PROBLEM TO WORK ON:
For the material below, return exactly the lines starting at the one holding "- made student" and ending at the one holding "- added student-side", counting both as part of the range.

----- PROVIDED RECORDS

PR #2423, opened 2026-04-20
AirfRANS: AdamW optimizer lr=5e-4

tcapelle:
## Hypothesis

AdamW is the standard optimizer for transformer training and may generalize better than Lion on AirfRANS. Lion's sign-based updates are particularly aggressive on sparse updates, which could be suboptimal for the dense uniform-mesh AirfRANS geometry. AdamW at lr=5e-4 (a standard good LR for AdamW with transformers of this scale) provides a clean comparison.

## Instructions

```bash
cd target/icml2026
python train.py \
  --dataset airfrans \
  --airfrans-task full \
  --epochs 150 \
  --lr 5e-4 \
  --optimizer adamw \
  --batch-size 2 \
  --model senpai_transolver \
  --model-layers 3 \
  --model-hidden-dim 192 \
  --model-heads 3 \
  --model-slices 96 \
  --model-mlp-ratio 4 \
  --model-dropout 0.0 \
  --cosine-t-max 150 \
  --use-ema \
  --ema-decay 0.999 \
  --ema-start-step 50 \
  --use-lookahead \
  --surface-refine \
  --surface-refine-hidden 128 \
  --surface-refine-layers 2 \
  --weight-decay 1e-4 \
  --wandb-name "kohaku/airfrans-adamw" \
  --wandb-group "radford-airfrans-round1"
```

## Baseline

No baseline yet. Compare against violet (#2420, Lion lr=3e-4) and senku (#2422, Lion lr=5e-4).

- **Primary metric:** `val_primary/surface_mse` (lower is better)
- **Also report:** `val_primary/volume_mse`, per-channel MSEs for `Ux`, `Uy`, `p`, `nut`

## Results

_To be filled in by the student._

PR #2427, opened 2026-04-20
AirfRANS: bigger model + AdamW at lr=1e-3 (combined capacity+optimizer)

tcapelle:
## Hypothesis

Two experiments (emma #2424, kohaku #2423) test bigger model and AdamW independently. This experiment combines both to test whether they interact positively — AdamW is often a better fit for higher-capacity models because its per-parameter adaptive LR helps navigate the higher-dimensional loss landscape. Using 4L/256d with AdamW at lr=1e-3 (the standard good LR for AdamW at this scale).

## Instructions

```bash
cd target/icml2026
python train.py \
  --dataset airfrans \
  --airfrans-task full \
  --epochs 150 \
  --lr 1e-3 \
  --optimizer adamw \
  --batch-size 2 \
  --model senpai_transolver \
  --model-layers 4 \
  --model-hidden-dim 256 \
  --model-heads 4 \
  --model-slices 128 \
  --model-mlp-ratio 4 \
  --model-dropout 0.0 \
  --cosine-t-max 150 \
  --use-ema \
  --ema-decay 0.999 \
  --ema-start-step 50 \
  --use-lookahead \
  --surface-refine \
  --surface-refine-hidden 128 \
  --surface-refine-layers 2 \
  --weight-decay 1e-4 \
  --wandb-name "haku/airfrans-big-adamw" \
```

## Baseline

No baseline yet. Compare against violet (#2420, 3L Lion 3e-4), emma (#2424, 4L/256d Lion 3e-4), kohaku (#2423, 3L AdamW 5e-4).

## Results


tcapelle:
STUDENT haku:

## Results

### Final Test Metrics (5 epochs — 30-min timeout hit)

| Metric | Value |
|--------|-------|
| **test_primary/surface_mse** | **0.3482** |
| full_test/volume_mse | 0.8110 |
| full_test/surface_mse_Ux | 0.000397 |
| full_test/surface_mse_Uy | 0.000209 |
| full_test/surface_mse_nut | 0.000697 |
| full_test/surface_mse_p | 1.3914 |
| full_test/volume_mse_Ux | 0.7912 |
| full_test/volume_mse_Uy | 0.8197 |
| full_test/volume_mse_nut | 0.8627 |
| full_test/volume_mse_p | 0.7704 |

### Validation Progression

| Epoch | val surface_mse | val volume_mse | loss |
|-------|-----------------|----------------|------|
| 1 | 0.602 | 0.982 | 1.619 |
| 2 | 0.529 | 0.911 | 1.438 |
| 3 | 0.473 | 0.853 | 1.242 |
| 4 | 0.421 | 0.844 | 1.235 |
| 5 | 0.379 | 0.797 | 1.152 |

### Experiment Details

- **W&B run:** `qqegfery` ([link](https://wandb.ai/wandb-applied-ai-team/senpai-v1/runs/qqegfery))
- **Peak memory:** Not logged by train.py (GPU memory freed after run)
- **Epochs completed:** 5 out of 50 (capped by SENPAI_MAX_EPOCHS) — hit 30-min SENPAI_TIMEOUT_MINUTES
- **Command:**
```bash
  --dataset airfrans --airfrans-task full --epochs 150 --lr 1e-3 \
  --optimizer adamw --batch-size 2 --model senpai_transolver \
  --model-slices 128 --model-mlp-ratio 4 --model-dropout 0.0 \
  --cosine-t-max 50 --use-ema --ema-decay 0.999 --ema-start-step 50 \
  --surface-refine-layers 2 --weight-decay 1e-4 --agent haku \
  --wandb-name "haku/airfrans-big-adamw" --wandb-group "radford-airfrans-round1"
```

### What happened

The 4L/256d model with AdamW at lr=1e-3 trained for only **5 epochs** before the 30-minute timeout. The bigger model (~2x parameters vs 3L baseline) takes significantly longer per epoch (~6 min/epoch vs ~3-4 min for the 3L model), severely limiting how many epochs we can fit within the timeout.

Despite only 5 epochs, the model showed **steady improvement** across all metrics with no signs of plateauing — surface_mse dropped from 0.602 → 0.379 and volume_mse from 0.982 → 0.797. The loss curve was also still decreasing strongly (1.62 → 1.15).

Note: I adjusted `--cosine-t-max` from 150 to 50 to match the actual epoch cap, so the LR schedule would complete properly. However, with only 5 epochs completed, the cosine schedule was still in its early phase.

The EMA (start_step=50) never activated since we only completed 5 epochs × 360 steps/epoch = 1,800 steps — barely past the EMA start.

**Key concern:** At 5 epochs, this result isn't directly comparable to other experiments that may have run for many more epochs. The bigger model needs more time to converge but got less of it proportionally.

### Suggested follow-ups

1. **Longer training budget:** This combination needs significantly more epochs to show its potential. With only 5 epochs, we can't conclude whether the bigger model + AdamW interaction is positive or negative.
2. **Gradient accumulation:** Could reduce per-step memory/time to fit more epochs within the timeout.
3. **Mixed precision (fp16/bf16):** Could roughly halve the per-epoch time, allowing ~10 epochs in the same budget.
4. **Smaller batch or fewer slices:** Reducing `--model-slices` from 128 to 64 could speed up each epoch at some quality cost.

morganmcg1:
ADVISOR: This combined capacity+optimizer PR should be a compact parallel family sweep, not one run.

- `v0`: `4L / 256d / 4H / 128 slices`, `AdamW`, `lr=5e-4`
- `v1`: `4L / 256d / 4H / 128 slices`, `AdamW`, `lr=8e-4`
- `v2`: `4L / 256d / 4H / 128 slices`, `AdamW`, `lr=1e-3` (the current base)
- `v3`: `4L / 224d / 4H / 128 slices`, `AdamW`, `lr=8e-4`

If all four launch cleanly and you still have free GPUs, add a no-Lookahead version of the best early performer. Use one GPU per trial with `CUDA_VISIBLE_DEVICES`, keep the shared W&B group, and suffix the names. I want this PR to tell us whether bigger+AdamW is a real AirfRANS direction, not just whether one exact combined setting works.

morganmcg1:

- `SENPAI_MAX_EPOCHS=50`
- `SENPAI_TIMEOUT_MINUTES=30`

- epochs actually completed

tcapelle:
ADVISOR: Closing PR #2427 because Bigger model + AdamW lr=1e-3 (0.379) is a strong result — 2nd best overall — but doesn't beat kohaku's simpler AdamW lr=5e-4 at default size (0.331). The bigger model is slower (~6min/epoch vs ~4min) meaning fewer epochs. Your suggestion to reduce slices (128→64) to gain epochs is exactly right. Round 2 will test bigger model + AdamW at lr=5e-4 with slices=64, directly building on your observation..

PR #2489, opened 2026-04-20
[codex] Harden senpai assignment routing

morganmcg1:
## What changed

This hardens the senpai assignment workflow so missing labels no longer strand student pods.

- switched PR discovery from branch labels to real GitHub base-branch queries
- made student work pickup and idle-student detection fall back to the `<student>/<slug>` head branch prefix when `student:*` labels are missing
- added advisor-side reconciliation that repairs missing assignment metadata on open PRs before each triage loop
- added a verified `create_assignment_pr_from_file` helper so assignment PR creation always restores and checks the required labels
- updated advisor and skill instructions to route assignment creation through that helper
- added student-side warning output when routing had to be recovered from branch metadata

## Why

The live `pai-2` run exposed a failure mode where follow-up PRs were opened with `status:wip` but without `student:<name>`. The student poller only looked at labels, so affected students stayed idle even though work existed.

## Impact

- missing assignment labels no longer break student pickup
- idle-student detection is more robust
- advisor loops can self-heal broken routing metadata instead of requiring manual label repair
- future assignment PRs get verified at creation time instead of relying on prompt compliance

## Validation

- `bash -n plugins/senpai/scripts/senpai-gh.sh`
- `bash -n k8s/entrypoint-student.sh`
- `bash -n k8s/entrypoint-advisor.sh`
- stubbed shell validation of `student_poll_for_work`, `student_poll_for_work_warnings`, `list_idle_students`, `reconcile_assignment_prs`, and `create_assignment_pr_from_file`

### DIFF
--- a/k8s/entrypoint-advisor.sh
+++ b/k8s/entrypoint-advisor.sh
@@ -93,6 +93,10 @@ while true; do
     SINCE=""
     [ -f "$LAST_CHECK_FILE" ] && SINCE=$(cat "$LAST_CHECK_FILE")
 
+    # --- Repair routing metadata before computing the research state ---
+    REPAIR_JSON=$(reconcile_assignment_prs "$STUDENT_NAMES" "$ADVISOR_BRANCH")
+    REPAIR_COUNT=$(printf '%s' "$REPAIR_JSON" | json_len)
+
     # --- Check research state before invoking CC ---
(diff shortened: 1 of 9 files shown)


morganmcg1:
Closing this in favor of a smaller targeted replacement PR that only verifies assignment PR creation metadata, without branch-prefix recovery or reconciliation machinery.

----------
----- PROVIDED RECORDS

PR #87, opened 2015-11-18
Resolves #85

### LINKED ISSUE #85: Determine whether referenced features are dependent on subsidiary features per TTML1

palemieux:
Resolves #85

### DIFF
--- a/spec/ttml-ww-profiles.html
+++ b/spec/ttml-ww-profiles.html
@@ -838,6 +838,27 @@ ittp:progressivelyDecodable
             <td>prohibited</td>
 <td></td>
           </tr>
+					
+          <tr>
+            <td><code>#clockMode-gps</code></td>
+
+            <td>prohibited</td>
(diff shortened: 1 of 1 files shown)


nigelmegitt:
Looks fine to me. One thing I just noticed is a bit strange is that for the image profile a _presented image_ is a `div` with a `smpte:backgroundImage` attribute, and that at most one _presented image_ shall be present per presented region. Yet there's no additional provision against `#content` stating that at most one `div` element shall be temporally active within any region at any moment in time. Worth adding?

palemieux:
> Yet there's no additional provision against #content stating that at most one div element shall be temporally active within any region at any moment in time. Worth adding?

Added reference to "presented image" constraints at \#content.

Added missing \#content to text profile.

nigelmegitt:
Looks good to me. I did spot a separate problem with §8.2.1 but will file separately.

----------
----- PROVIDED RECORDS

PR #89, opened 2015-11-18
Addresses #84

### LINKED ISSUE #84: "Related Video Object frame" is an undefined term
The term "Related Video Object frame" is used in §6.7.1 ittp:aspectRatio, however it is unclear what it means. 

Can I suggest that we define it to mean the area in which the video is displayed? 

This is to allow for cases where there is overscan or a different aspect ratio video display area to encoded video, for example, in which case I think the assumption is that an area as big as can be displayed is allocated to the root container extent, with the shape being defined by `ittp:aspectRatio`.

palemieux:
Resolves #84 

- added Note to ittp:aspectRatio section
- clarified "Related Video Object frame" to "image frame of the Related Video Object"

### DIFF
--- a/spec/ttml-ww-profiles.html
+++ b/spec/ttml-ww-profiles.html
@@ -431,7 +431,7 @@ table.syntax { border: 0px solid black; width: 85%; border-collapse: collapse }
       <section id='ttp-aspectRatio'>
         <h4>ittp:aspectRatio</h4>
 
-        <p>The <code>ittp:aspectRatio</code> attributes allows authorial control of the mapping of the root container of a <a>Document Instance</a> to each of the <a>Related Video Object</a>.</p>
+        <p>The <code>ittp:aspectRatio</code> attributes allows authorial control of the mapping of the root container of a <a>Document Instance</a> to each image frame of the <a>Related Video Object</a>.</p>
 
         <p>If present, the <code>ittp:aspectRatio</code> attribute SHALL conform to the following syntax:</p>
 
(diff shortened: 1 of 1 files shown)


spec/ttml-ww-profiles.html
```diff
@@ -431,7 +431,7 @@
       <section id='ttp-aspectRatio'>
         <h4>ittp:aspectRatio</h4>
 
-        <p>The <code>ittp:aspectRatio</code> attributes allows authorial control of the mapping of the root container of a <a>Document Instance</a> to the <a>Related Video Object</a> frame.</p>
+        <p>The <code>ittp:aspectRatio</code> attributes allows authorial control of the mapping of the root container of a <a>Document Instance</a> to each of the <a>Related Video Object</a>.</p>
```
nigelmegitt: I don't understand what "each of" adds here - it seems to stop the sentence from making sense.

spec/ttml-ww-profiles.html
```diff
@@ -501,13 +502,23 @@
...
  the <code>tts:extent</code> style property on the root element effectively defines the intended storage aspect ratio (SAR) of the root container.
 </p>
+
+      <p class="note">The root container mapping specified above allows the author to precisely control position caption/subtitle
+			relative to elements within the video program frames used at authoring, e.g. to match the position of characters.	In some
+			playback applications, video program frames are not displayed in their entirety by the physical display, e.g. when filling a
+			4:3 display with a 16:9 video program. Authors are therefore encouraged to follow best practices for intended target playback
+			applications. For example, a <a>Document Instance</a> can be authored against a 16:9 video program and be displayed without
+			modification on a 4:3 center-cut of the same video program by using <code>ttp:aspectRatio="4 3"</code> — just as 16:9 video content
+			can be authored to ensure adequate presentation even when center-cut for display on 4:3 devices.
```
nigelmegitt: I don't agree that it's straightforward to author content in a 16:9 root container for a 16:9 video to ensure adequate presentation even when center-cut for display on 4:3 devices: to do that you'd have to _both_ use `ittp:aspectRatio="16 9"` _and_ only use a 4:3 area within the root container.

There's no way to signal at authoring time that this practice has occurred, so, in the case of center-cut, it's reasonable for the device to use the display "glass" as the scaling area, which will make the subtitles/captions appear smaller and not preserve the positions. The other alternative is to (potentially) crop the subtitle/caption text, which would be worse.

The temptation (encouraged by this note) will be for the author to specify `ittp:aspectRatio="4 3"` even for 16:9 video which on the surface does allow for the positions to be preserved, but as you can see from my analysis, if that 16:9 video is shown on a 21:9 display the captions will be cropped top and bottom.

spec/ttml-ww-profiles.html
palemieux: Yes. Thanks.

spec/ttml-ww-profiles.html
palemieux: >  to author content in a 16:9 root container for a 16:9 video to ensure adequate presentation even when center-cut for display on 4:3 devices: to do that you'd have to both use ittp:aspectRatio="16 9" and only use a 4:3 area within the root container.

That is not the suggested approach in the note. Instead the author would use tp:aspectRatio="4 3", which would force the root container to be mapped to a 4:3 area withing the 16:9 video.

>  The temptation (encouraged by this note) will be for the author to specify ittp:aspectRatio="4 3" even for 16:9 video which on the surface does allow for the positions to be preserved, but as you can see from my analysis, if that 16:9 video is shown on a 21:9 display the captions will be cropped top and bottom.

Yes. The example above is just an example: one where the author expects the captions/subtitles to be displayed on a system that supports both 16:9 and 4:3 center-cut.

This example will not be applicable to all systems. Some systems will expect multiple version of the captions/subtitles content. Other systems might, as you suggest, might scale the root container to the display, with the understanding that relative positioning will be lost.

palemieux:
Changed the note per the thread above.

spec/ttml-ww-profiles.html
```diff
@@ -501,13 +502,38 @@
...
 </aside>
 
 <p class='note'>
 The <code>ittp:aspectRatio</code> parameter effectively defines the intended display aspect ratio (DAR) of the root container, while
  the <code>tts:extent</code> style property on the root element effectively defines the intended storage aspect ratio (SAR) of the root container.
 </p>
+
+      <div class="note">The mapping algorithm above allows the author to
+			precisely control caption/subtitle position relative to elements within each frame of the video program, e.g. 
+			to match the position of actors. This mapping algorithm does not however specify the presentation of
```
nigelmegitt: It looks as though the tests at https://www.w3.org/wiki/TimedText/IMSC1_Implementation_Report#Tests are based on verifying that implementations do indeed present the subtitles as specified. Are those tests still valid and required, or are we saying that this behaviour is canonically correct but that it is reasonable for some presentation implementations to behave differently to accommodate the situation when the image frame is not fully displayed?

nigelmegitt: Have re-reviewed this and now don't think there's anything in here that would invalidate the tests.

----------

TASK RESULT:
- made student work pickup and idle-student detection fall back to the `<student>/<slug>` head branch prefix when `student:*` labels are missing
- added advisor-side reconciliation that repairs missing assignment metadata on open PRs before each triage loop
- added a verified `create_assignment_pr_from_file` helper so assignment PR creation always restores and checks the required labels
- updated advisor and skill instructions to route assignment creation through that helper
- added student-side warning output when routing had to be recovered from branch metadata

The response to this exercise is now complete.